* **What is required**
Write out every line exactly, from the first line of the records below through the line that contains "The parameterization of".

[Collected data entries]
PR #2570, opened 2023-04-17
Tycho 3 and parameterized Jenkins job

LorenzoBettini:
@cdietrich @HannesWell I had a few spare time and I wanted to try my idea to deal with Tycho 3 on Java 17 and Tycho 2.7.5 on Java 11.

The parameterization of the Jenkinsfile is pretty simple, IMHO. Whether it works it's still under testing.

I've only tested it on my fork and GitHub actions with a dedicated job for Java 11, overriding `tycho-version` and it works like a charm.

This is a temporary workaround to switch to Tycho 3 until the toolchain stuff is ready.

### DIFF
--- a/Jenkinsfile
+++ b/Jenkinsfile
@@ -62,7 +62,7 @@ pipeline {
       }
       steps {
         xvnc(useXauthority: true) {
-          sh "./full-build.sh --tp=${selectedTargetPlatform()}"
+          sh "./full-build.sh --tp=${selectedTargetPlatform()} ${javaVersionBasedProperties()}"
         }
       }// END steps
     } // END stage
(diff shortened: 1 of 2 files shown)


cdietrich (approved):

LorenzoBettini:
@HannesWell as I said, it's a temporary solution. We need Tycho 3 for building with more recent target platforms, to benefit from its fixed bugs and its alignment with the new target platforms (see all the problems we had when switching to jupiter 5.9.2). For the moment, we don't need features that are only in Tycho 3.

Note that we can still build with Java 11 as long as we revert to Tycho 2.7.5, which this PR does.

The function in the Jenkinsfile can also be used in your work about toolchains to create the arguments for switching to the toolchain. If not, we'll remove that.

I'm merging this, but I'm NOT closing the corresponding issue: we'll close that when the toolchain is up and running.

HannesWell:
> @HannesWell as I said, it's a temporary solution. We need Tycho 3 for building with more recent target platforms, to benefit from its fixed bugs and its alignment with the new target platforms (see all the problems we had when switching to jupiter 5.9.2). For the moment, we don't need features that are only in Tycho 3.

OK, then it makes sense to have this right now. Thanks for the elaboration.

PR #2618, opened 2023-04-20
[Build] Extend GH workflow matrix for jdkVersion and targetPlatform

HannesWell:
This PR extends the GH workflow matrix for Xtext with an axis for the `jdkVersion` and `targetPlatform` version. So that all selected combinations are always build.
In order to limit the number of combinations only the oldest and latest supported Eclipse TP are build.

The incompatible combination of Java-11 and Eclipse 2023-06 (aka latest), that [matrix cell is excluded](https://docs.github.com/en/actions/using-jobs/using-a-matrix-for-your-jobs#excluding-matrix-configurations).

Because the `coactions/setup-xvfb` can only execute a single command I had to adjust the `strict-release-jdk` a bit so that the the jdk can be configured via an extra property. I didn't found a solution to use the same approach as in the Jenkins file.

I tried 
```
      - name: Build and test
        uses: coactions/setup-xvfb@v1
        with: 
          run: "(if [[ ${{ matrix.jdkVersion }} == 11 ]]; then toolchainArgs='--toolchains ../releng/toolchains.xml -Pstrict-release-jdk';fi && \
            mvn clean verify -PuseJenkinsSnapshots $toolchainArgs -Dtarget-platform-classifier=xtext-${{ matrix.targetPlatform }})"
```
But then setup-xvfb only tried to run the command if and failed.
Personally I also find the approach used now simpler to read.

`--toolchains releng/toolchains.xml -Pstrict-release-jdk -Dtoolchain.jdk=17` is actually a NoOp and not specifying has the same result since JAVA_HOME points to the same JDK as jdk-17 from the toolchain.
Since I found it simpler to read I applied the same approach in the Jenkins workflow, but if you prefer the previous way I'll revert that part. 

In order to make the job labels not too long I also adjusted the `os` axis values.

You can see the results in my fork at:
https://github.com/HannesWell/eclipse.xtext/actions/runs/4757063052

From https://github.com/eclipse/xtext/pull/2223#issuecomment-1516145445
> It would be nice to have such a matrix in this repository, but due to the limitations of the usage of GitHub Actions shared by all Eclipse repositories, it wouldn't be feasible. Maybe just for Ubuntu and not macOS... maybe just nightly. We can investigate that in the future.

AFAIK the workflow resource quota is per organization, so if Xtext would have its own GH-organisation more resources would probably be available.

### DIFF
--- a/.github/workflows/maven.yml
+++ b/.github/workflows/maven.yml
@@ -11,11 +11,17 @@ on:
 jobs:
   build:
     if: github.event_name != 'pull_request' || github.event.pull_request.base.repo.clone_url != github.event.pull_request.head.repo.clone_url
+    name: ${{ matrix.os }}, Java-${{ matrix.jdkVersion }}, Eclipse ${{ matrix.targetPlatform }}
     strategy:
       matrix:
-        os: ['ubuntu-latest', 'macos-latest' ] # 'windows-latest' too flaky
+        os: ['ubuntu', 'macos' ] # 'windows-latest' too flaky
+        jdkVersion: ['11', '17']
+        targetPlatform: ['r202203', 'latest'] # Only test latest and earliest platform
+        exclude: # Since Eclipse 2023-06 Java17 is required
+          - jdkVersion: 11
+            targetPlatform: latest
       fail-fast: false
-    runs-on: ${{ matrix.os }}
+    runs-on: ${{ matrix.os }}-latest
 
     steps:
       - name: 'Check out repository'
@@ -24,7 +30,9 @@ jobs:
       - name: 'Set up Java'
         uses: actions/setup-java@v3
         with:
-          java-version: 17
+          java-version: |
+            11
+            17
           distribution: 'temurin'
 
       - name: 'Cache Maven packages'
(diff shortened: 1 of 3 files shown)


LorenzoBettini:
@HannesWell , as I suggested in the other PR, I don't think we want to change the maven.yml; what might help would be **another** workflow that only runs periodically (even nightly might be too much, maybe weekly and/or on demand, AKA workflow dispatch, or both).

The combinations currently in the matrix of this PR maybe are not that important because we already have those configurations in Jenkins, so I wouldn't repeat the effort. Something more along the lines of the experiments you made for the other PR (https://github.com/HannesWell/eclipse.xtext/actions/runs/4746875852), where you were testing also with the other target platforms, that, IIRC, are never tested automatically in Jenkins. I would stick with Linux only, which is way faster. I don't think it's worthwhile to test with macOS with so many configurations. (this would also simplify the maven command since it could be simply be always prefixed with xvfb-run)

The `Jenkinsfile` should not be changed either: really, I wouldn't want to always run with toolchains, even only because locally I wouldn't want to run with a toolchain unless strictly required. So, I prefer to have a run with no toolchain at all.

I also guess it was decided not to switch to another organization when we switched to the monorepo. In that respect, if I need to do GitHub Actions CI heavily, I do it on my fork (this was also suggested on the cross dev mailing list). 

However, this is just my opinion, we should hear from @cdietrich and @szarnekow

HannesWell:
I don't expect this to be completed and therefore close this.
If still of interest, it can be the base for a follow-up change.

PR #2619, opened 2023-04-20
Simplify JDK_VERSION parameter and make 17 the default value

HannesWell:
Initially suggested in https://github.com/eclipse/xtext/pull/2223, but reverted to make that PR simpler to review, I now want to suggest again in a smaller scope to simplify the `JDK_VERSION` parameter of the Xtext's Jenkins pipeline.

Furthermore I assume that, although Xtext is compiled against Java-11 testing with Java-17 is often more interesting and therefore suggest to use 17 as default (and therefore as first). 
Or do you want to leave the Java-17 testing to the GH-workflows?

In the same sense it could also be considered to make the latest TP the default/first.

### DIFF
--- a/Jenkinsfile
+++ b/Jenkinsfile
@@ -8,15 +8,13 @@ pipeline {
   parameters {
     choice(name: 'TARGET_PLATFORM', choices: ['r202203', 'r202206', 'r202209', 'r202212', 'r202303', 'latest'], description: 'Which Target Platform should be used?')
     // see https://wiki.eclipse.org/Jenkins#JDK
-    choice(name: 'JDK_VERSION', description: 'Which JDK should be used?', choices: [
-       'temurin-jdk11-latest', 'temurin-jdk17-latest'
-    ])
+    choice(name: 'JDK_VERSION', choices: [ '11', '17' ], description: 'Which JDK version should be used?')
   }
 
   triggers {
     parameterizedCron(env.BRANCH_NAME == 'main' ? '''
-      H H(0-1) * * * %TARGET_PLATFORM=r202203;JDK_VERSION=temurin-jdk17-latest
-      H H(3-4) * * * %TARGET_PLATFORM=latest;JDK_VERSION=temurin-jdk17-latest
+      H H(0-1) * * * %TARGET_PLATFORM=r202203;JDK_VERSION=17
+      H H(3-4) * * * %TARGET_PLATFORM=latest;JDK_VERSION=17
       ''' : '')
   }
 
@@ -121,7 +119,7 @@ pipeline {
 
 /** return the Java version as Integer (8, 11, ...) */
 def javaVersion() {
-  return Integer.parseInt(params.JDK_VERSION.replaceAll(".*-jdk(\\d+).*", "\$1"))
+  return Integer.parseInt(params.JDK_VERSION)
 }
 
 /** returns true when this build was triggered by an upstream build */


LorenzoBettini:
@HannesWell IIRC, @cdietrich and @szarnekow really want to also test with JDK 11 at runtime, not only compile. And that should be the default.

We have two nightly triggers that also test with JDK 17, and if we want to do it on the fly for a branch, then we simply "Run with parameters". That's what they told me when I did the porting. Moreover, GitHub Actions already builds with JDK 17 only.

To summarize, I think that the `Jenkinsfile` should not be touched in that respect ;)

cdietrich:
yes we want to make sure we work fine with J11 and r202203.

HannesWell:
Acknowledge. Restored the previous order of 11, 17.

Jenkinsfile
```diff
@@ -8,15 +8,13 @@ pipeline {
   parameters {
     choice(name: 'TARGET_PLATFORM', choices: ['r202203', 'r202206', 'r202209', 'r202212', 'r202303', 'latest'], description: 'Which Target Platform should be used?')
     // see https://wiki.eclipse.org/Jenkins#JDK
-    choice(name: 'JDK_VERSION', description: 'Which JDK should be used?', choices: [
-       'temurin-jdk11-latest', 'temurin-jdk17-latest'
-    ])
+    choice(name: 'JDK_VERSION', choices: [ '11', '17' ], description: 'Which JDK version should be used?')
```
cdietrich, line 11: just glancing at the pr its unclear how this maps to the toolchains

cdietrich: so we use toolchains only for 11?

cdietrich:
@LorenzoBettini do the nightly/milestone deploy scripts/jenkinsfiles need adaptations too?

Jenkinsfile
cdietrich: tested locally. seems to work when both env vars are set

LorenzoBettini:
> @LorenzoBettini do the nightly/milestone deploy scripts/jenkinsfiles need adaptations too?

No, they don't: in those cases we use Java 17.

cdietrich:
looks good from my side @LorenzoBettini what do you think?

Jenkinsfile
LorenzoBettini: What do you mean by tested locally? This PR does not change the environment variables (those were already changed in the https://github.com/eclipse/xtext/pull/2223 so they were already working). This PR changes the job's parameters names for JDK. Unfortunately, the Jenkins PR does not check that because for security reasons, it still takes the Jenkinsfile from the internal repository not from the external one. We should replay the PR by manually copying the Jenkinsfile. In this case, I think we can avoid that and merge this. Then, I think the first time we'll have to make sure that the jobs for the `main` branch are aware of the changed parameters. We saw in the past, that Jenkins does not react well when you change parameters' names or values' orders ;)

cdietrich: this is why i did
https://ci.eclipse.org/xtext/job/xtext/job/HannesWell-jenkinsParams/

LorenzoBettini:
> looks good from my side @LorenzoBettini what do you think?

Yes, I'm fine (please also see my answer to your latest comment above about testing locally).

Jenkinsfile
LorenzoBettini: OK! So you tested the parameters, that's great!
You only mentioned the environment variables, which are independent of the parameters (they are always both set anyway and always), that's why I wanted to be sure.

cdietrich: @HannesWell can you confirm this?

cdietrich:
```
06:52:09  [INFO] --- tycho-surefire-plugin:3.0.4:test (default-test) @ org.eclipse.xtext.purexbase.tests ---
06:52:09  [INFO] Could not find a java toolchain of type jdk, using java from JAVA_HOME instead (/opt/tools/java/temurin/jdk-17/latest/bin/java)
06:52:09  [INFO] Executing Test Runtime with timeout 0, logs (if any) will be placed at: /home/jenkins/agent/workspace/xtext_HannesWell-jenkinsParams/org.eclipse.xtext.purexbase.tests/target/work/data/.metadata/.log
```

LorenzoBettini: @cdietrich I once again confirm this.

As I said, that was already tested in the https://github.com/eclipse/xtext/pull/2223 .
This PR only changes the parameter names, it does not affect the toolchain strategy that has already been implemented in https://github.com/eclipse/xtext/pull/2223.

Well, initially it did, but then @HannesWell reverted that part.

cdietrich (approved):

cdietrich:
thx @HannesWell

LorenzoBettini:
@cdietrich as expected, the first build job on `main` for this merge failed because of changed parameters. I manually restarted the build with the new ones. From now on, we should be fine.

Issue #2627, opened 2023-04-25
New Build: Xtend Classpath container in Runtime eclipse


cdietrich:
If i start a a runtime eclipse
and create a java project
and then add the xtend classpath container
(e.g. create xtend file and use quickfix or use the java buildpath config)
then the xtend classpath container is not working

(there seems to be inconsistency with class dirs, build properties, whatever)

@LorenzoBettini  @szarnekow do you see this problem too
any idea what could be the problem

cdietrich:
i assume the bin/bin guessing in 
org.eclipse.xtend.ide.buildpath.XtendClasspathContainer
will need adaptation

LorenzoBettini:
I hadn't thought about such a use case and I thought we had a test even for such situations ;)

cdietrich:
have no clue how this could be tested automatically

LorenzoBettini:
I don't think we can because I think we use workarounds instead of using general solutions based on the classloader. But I wouldn't know how to do that.

PR #2628, opened 2023-04-25
[#2627] fix XtendClasspathContainer to work with the new maven based project setup

cdietrich:
[#2627] fix XtendClasspathContainer to work with the new maven based project setup

### DIFF
--- a/org.eclipse.xtend.ide/src/org/eclipse/xtend/ide/buildpath/XtendClasspathContainer.java
+++ b/org.eclipse.xtend.ide/src/org/eclipse/xtend/ide/buildpath/XtendClasspathContainer.java
@@ -1,5 +1,5 @@
 /*******************************************************************************
- * Copyright (c) 2012 itemis AG (http://www.itemis.eu) and others.
+ * Copyright (c) 2012, 2023 itemis AG (http://www.itemis.eu) and others.
  * This program and the accompanying materials are made available under the
  * terms of the Eclipse Public License 2.0 which is available at
  * http://www.eclipse.org/legal/epl-2.0.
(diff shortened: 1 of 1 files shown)


org.eclipse.xtend.ide/src/org/eclipse/xtend/ide/buildpath/XtendClasspathContainer.java
```diff
@@ -87,7 +87,16 @@ private IPath bundlePath(Bundle bundle) {
...
+		URL binFolderURL = FileLocator.find(bundle, new Path("target/classes"), null); //$NON-NLS-1$
+		if (binFolderURL != null) {
+			try {
+				URL binFolderFileURL = FileLocator.toFileURL(binFolderURL);
+				return new Path(binFolderFileURL.getPath()).makeAbsolute();
+			} catch (IOException e) {
+				LOG.error("Can't resolve path '" + bundle.getSymbolicName() + "'", e); //$NON-NLS-1$ //$NON-NLS-2$
+			}
+		}
+		binFolderURL = FileLocator.find(bundle, new Path("bin/main"), null); //$NON-NLS-1$
```
cdietrich, line 99: should we remove the two bin options?

LorenzoBettini: bin/main is history so I'd keep only the new one

LorenzoBettini (approved):
I seem to understand that this is only for runtime Eclipse, so if you tested it and it works then we can merge this. I'd only remove the old bin main folder as I commented inline.

LorenzoBettini:
Argh... I hadn't noted there's also an attempt with "bin"! That one shouldn't be there either, because .classpath should already be set to generate to target/classes, not to bin.

cdietrich:
ok, i have also removed that one ;)

PR #2635, opened 2023-04-26
 bootstrap against 2.31.0.M1 & bump node and npm 

cdietrich:


LorenzoBettini (approved):
Given the build is green.
Does the bumping of node and npm help concerning downloading?

cdietrich:
It seems to solve the 500 error that were there today

cdietrich:
i dont know. i tested both variants in browser. one was working the other not

PR #3409, opened 2025-04-15
gson update. guava update. closes #3408

### LINKED ISSUE #3408: The current gson version is no longer in current orbit

cdietrich:


cdietrich:
looks like there is yet another new guava :(

PR #3413, opened 2025-04-24
catch NoClassDefFoundError

### LINKED ISSUE #3381: JDT dependency added in SyncUtil and potentially crashing languages that do not include JDT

* **Exercise result**
PR #2570, opened 2023-04-17
Tycho 3 and parameterized Jenkins job

LorenzoBettini:
@cdietrich @HannesWell I had a few spare time and I wanted to try my idea to deal with Tycho 3 on Java 17 and Tycho 2.7.5 on Java 11.

The parameterization of the Jenkinsfile is pretty simple, IMHO. Whether it works it's still under testing.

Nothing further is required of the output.